Tuberculose
Tuberculose
- Route transmissie: persoon tot persoon contact, inhalatie aerosolen
- 1/3 van de wereldbevolking is geïnfecteerd met Mycobacterium tuberculosis.
- Risicofactoren: immigranten, gevangenis, drugsgebruikers, daklozen, hiv-geïnfecteerden.
Meldingsplicht: Tuberculose valt onder de B1-groep, dus meldingsplicht geldt.
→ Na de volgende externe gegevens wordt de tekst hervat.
PR #8226, opened 2021-07-18
Use only installed Python on Windows

### LINKED ISSUE #8096: Fatal Python Error when using any ESP8266 board with Arduino IDE.
Hi,

my arduino ide installation is throwing up a strange problem when I change the board to any ESP8266... following is the error... unable to understand what the issue is.

```
Fatal Python error: initfsencoding: unable to load the file system codec
ModuleNotFoundError: No module named 'encodings'

Current thread 0x00000e14 (most recent call first):
exit status 3
C:\Program Files (x86)\Arduino\arduino-builder returned 3
Error compiling for board NodeMCU 1.0 (ESP-12E Module).

```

Gedwongen opname en isolatie. Gedwongen onderzoek. Verbod op beroepsuitoefening.
- Staafvormig, aeroob.
- Zwak gram-positief. Hebben nl. wel peptidoglycaan, maar kenmerken zich door een “waxy surface”.
- Zuurvaste bacteriën (“acid-fast”) worden aangekleurd met de Ziel-Neelsen-kleuring (middel met 95% alcohol, 5% zoutzuur en methyleenblauw)
- Omdat de mycobacteriële celwand mycolzuur (en vetzuur) bevat, kunnen zij de kleurstof vasthouden, terwijl meeste andere bacteriën juist ontkleurd worden door alcohol.
- Groeien erg traag (één vermenigvuldiging per dag).
Er wordt onderscheid gemaakt tussen twee pathofysiologische types: primaire en secundaire tb.
Primair complex tuberculose
- Primaire Tb is het klinisch beeld dat ontstaat bij een niet eerder ge-exposeerd individu.
- Klinisch significante ziekte ontwikkelt zich bij 5% van de Tb nieuw-geïnfecteerde individuen.
- Bij de meeste gevallen (95%) wordt de bacterie gecontroleerd door het immuunsysteem, maar bij sommigen ontwikkelt zich progressieve primaire tuberculose; lijkt op bacteriële pneumonie.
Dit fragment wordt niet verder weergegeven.